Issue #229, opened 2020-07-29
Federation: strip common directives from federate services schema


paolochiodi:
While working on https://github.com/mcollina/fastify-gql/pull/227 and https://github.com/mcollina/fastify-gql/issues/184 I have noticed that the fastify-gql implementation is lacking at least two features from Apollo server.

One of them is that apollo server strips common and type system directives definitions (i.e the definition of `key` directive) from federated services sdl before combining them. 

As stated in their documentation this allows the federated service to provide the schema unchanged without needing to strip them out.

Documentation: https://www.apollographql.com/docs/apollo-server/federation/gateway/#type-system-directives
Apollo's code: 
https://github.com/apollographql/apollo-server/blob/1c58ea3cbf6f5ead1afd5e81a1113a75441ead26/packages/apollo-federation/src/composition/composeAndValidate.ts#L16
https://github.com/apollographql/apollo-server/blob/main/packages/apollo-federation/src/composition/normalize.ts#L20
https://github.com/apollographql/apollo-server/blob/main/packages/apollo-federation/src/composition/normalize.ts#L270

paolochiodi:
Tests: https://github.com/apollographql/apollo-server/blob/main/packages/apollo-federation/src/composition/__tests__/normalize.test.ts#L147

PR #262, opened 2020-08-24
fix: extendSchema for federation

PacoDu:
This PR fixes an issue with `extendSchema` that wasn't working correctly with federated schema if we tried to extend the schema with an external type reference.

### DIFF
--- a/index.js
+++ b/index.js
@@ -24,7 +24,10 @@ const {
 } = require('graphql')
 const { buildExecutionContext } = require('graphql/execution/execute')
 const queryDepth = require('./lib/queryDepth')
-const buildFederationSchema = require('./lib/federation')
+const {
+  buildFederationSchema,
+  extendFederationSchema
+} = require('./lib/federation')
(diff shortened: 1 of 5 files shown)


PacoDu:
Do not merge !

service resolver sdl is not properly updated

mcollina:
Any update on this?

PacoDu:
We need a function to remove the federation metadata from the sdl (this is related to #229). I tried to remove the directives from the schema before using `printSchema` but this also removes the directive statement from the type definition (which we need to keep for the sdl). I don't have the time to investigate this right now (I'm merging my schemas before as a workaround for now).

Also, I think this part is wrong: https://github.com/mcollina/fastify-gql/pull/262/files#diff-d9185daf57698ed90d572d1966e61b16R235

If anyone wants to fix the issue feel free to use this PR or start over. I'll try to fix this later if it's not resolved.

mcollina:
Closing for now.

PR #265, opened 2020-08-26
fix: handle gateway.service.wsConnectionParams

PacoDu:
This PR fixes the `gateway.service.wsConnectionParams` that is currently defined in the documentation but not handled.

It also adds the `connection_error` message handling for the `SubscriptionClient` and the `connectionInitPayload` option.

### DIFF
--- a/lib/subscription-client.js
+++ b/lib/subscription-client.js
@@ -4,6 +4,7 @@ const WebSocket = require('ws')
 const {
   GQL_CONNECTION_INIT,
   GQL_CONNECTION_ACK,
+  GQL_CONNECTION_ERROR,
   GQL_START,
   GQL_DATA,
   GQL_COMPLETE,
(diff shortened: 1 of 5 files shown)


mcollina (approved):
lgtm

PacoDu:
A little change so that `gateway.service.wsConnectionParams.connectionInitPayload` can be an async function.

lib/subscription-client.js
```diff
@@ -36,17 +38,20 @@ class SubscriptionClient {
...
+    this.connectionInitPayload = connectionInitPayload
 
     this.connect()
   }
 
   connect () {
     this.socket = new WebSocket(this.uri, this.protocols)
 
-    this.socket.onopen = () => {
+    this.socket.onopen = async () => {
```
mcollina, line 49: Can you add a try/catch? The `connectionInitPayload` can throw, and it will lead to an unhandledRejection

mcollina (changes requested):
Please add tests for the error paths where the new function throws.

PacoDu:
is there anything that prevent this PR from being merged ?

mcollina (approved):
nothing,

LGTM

--

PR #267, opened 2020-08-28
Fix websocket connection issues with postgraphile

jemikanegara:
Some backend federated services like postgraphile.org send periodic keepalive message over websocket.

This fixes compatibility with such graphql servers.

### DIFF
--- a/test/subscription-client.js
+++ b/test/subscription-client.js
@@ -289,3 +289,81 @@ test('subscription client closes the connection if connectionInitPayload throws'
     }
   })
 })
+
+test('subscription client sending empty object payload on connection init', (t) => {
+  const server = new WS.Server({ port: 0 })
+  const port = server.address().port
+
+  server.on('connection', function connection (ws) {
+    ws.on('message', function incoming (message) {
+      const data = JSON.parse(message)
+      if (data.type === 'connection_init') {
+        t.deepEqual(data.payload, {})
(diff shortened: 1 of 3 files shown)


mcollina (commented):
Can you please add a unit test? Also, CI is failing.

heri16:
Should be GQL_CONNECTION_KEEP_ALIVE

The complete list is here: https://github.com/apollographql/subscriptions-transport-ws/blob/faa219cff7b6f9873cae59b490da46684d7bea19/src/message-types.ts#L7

Requirement -> Where the data above reaches the line holding "Closing for now.", begin printing, and stop after the line holding "--- a/lib/subscription-client.js". Each line must be reproduced exactly, with nothing else added.

Task solution ->
Closing for now.

PR #265, opened 2020-08-26
fix: handle gateway.service.wsConnectionParams

PacoDu:
This PR fixes the `gateway.service.wsConnectionParams` that is currently defined in the documentation but not handled.

It also adds the `connection_error` message handling for the `SubscriptionClient` and the `connectionInitPayload` option.

### DIFF
--- a/lib/subscription-client.js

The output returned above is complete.